● EXERCISE INSTRUCTIONS
Report every line of the entries that contains the word "credit".

+---+

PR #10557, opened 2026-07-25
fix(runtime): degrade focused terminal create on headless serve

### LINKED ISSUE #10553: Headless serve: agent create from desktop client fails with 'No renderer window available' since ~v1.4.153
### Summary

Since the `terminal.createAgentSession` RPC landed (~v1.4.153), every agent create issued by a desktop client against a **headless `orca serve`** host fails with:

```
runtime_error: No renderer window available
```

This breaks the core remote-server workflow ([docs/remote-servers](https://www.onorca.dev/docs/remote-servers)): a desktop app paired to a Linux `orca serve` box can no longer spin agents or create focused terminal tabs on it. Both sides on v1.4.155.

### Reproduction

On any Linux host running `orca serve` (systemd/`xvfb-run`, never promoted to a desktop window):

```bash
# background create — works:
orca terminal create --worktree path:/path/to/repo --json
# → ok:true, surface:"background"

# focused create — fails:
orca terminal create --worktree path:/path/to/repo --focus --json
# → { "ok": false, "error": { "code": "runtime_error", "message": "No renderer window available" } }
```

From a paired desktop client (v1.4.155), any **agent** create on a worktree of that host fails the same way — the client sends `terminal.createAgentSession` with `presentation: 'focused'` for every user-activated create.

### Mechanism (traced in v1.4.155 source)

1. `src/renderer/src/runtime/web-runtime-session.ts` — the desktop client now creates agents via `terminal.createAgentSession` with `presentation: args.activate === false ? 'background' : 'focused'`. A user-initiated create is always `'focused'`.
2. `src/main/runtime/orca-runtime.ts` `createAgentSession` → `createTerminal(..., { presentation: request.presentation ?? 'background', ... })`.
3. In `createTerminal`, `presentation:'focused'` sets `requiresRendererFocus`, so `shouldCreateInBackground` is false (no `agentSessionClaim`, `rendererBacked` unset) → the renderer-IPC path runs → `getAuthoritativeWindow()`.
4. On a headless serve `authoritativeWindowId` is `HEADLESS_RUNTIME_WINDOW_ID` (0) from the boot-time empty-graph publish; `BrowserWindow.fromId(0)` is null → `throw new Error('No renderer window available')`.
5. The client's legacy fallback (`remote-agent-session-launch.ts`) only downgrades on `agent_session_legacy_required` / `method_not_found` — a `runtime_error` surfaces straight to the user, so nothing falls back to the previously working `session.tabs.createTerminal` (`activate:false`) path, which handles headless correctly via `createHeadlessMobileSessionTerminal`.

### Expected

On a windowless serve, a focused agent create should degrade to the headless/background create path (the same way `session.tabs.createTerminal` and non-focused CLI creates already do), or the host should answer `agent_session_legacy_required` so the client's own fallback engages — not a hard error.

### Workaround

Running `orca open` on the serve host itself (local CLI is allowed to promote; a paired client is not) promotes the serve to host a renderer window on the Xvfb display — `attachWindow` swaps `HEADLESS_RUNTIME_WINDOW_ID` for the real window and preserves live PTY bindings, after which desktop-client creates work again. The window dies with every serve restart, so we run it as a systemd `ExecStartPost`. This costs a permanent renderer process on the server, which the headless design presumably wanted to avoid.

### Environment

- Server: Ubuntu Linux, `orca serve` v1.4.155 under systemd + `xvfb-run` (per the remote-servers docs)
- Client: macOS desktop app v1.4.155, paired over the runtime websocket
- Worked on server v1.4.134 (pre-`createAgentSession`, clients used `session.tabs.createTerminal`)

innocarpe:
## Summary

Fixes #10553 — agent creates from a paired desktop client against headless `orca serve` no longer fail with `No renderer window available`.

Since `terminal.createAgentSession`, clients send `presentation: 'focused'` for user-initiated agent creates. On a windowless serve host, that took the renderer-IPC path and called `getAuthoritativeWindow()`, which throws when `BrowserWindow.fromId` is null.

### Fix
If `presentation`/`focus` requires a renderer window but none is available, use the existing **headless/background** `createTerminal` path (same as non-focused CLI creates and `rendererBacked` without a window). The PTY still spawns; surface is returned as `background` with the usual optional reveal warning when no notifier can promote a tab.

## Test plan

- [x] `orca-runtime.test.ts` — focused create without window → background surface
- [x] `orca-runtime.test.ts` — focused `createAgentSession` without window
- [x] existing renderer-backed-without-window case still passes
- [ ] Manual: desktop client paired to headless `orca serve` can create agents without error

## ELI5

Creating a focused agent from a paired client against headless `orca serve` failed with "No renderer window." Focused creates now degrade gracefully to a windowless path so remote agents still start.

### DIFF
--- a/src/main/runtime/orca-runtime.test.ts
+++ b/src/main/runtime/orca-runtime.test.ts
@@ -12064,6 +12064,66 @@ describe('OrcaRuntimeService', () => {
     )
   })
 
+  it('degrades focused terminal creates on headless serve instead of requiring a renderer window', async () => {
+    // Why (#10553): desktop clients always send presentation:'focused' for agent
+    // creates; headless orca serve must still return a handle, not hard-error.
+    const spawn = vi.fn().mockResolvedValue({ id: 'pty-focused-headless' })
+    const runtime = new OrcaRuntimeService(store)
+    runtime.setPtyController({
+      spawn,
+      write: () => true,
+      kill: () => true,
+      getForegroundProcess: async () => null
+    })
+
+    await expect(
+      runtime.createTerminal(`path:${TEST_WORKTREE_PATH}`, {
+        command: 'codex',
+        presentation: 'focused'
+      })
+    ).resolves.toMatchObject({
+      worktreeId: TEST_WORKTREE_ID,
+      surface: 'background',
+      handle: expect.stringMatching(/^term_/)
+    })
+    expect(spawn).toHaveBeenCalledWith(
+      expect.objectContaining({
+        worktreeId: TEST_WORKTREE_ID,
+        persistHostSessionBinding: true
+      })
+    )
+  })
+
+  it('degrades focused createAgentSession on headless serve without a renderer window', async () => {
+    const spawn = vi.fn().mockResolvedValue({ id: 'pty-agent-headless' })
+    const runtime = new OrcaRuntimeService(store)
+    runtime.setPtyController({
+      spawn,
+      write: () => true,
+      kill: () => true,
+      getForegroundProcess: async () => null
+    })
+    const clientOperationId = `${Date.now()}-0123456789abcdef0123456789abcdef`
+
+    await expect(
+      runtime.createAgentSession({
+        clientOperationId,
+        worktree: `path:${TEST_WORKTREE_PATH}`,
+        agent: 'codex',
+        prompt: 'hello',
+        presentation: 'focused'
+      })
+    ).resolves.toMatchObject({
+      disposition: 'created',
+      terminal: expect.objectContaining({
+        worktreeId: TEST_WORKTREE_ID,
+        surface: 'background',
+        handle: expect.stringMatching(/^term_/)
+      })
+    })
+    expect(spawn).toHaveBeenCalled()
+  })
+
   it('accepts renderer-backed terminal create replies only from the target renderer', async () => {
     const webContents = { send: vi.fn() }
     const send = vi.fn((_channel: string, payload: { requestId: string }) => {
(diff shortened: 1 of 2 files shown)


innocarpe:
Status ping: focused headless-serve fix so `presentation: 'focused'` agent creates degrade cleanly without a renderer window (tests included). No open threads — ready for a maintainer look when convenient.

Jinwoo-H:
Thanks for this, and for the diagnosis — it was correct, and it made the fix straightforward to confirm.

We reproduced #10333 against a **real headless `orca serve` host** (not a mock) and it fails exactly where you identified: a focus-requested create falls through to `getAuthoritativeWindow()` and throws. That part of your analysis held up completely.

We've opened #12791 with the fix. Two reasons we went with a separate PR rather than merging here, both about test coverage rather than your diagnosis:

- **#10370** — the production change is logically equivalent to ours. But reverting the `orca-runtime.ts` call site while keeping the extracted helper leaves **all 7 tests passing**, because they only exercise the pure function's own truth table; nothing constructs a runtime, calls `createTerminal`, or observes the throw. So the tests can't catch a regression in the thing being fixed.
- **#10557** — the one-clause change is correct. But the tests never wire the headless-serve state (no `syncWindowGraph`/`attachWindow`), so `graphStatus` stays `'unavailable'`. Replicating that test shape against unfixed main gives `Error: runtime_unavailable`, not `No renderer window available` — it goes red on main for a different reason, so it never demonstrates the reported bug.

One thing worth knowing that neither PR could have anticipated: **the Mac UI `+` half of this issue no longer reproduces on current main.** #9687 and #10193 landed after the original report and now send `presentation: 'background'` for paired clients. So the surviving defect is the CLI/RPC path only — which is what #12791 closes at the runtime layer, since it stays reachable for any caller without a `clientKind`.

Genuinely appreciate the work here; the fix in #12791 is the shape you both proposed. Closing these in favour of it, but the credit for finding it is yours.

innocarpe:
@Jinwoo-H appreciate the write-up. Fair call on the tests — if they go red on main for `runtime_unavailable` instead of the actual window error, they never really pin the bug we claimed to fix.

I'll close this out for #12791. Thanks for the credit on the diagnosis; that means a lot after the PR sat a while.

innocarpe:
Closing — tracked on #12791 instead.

+---+

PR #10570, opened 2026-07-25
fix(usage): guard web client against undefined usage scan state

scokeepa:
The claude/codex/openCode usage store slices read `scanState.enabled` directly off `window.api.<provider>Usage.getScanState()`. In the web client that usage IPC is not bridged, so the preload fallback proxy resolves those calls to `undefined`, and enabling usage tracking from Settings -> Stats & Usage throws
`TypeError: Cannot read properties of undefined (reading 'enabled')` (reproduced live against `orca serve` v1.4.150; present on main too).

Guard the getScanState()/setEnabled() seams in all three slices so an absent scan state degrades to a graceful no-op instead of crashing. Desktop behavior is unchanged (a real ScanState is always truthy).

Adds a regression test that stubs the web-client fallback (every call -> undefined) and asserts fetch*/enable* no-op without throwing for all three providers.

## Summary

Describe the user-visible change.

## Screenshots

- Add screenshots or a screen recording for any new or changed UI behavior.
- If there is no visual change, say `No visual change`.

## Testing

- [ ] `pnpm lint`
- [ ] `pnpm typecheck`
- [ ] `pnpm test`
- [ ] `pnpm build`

+---+

● ANSWER SPACE
Genuinely appreciate the work here; the fix in #12791 is the shape you both proposed. Closing these in favour of it, but the credit for finding it is yours.
I'll close this out for #12791. Thanks for the credit on the diagnosis; that means a lot after the PR sat a while.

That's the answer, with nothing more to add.